__What to work on__. Each entry below is to be transcribed exactly.

(Beginning of Provided records)

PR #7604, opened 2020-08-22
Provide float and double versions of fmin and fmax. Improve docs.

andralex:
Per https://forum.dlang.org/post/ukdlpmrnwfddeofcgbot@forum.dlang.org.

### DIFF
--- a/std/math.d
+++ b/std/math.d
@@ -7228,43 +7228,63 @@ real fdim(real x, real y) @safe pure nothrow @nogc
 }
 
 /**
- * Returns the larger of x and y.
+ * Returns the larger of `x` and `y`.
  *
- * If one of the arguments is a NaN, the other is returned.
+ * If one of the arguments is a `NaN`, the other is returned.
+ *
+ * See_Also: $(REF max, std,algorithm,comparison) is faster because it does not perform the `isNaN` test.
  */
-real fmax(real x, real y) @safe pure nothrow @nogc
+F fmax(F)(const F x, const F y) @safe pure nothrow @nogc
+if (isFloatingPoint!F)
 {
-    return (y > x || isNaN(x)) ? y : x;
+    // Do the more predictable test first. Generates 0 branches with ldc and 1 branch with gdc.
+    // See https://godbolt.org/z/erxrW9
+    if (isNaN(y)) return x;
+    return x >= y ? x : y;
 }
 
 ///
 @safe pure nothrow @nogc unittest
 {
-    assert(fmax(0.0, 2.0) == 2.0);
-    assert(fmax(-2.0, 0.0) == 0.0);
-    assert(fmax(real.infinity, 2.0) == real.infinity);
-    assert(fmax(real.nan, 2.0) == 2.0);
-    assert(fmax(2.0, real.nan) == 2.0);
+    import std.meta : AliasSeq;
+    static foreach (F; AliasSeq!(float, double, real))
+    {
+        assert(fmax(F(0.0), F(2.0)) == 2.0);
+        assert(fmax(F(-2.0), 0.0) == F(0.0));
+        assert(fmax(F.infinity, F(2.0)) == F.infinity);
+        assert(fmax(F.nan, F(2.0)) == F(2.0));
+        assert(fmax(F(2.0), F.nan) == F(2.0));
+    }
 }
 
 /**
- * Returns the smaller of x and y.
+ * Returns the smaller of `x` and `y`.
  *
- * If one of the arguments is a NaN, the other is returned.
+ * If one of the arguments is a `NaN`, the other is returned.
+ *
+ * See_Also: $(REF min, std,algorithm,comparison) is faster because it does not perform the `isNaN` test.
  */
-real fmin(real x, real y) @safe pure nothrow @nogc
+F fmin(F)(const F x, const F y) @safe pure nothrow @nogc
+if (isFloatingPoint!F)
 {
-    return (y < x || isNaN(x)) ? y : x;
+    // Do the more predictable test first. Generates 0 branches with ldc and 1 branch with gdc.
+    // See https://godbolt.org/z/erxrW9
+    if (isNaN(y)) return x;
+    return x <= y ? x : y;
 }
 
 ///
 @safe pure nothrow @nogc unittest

(End of Provided records)

__Response to the task__.
PR #7604, opened 2020-08-22
Provide float and double versions of fmin and fmax. Improve docs.

andralex:
Per https://forum.dlang.org/post/ukdlpmrnwfddeofcgbot@forum.dlang.org.

### DIFF
--- a/std/math.d
+++ b/std/math.d
@@ -7228,43 +7228,63 @@ real fdim(real x, real y) @safe pure nothrow @nogc
 }
 
 /**
- * Returns the larger of x and y.
+ * Returns the larger of `x` and `y`.
  *
- * If one of the arguments is a NaN, the other is returned.
+ * If one of the arguments is a `NaN`, the other is returned.
+ *
+ * See_Also: $(REF max, std,algorithm,comparison) is faster because it does not perform the `isNaN` test.
  */
-real fmax(real x, real y) @safe pure nothrow @nogc
+F fmax(F)(const F x, const F y) @safe pure nothrow @nogc
+if (isFloatingPoint!F)
 {
-    return (y > x || isNaN(x)) ? y : x;
+    // Do the more predictable test first. Generates 0 branches with ldc and 1 branch with gdc.
+    // See https://godbolt.org/z/erxrW9
+    if (isNaN(y)) return x;
+    return x >= y ? x : y;
 }
 
 ///
 @safe pure nothrow @nogc unittest
 {
-    assert(fmax(0.0, 2.0) == 2.0);
-    assert(fmax(-2.0, 0.0) == 0.0);
-    assert(fmax(real.infinity, 2.0) == real.infinity);
-    assert(fmax(real.nan, 2.0) == 2.0);
-    assert(fmax(2.0, real.nan) == 2.0);
+    import std.meta : AliasSeq;
+    static foreach (F; AliasSeq!(float, double, real))
+    {
+        assert(fmax(F(0.0), F(2.0)) == 2.0);
+        assert(fmax(F(-2.0), 0.0) == F(0.0));
+        assert(fmax(F.infinity, F(2.0)) == F.infinity);
+        assert(fmax(F.nan, F(2.0)) == F(2.0));
+        assert(fmax(F(2.0), F.nan) == F(2.0));
+    }
 }
 
 /**
- * Returns the smaller of x and y.
+ * Returns the smaller of `x` and `y`.
  *
- * If one of the arguments is a NaN, the other is returned.
+ * If one of the arguments is a `NaN`, the other is returned.
+ *
+ * See_Also: $(REF min, std,algorithm,comparison) is faster because it does not perform the `isNaN` test.
  */
-real fmin(real x, real y) @safe pure nothrow @nogc
+F fmin(F)(const F x, const F y) @safe pure nothrow @nogc
+if (isFloatingPoint!F)
 {
-    return (y < x || isNaN(x)) ? y : x;
+    // Do the more predictable test first. Generates 0 branches with ldc and 1 branch with gdc.
+    // See https://godbolt.org/z/erxrW9
+    if (isNaN(y)) return x;
+    return x <= y ? x : y;
 }
 
 ///
 @safe pure nothrow @nogc unittest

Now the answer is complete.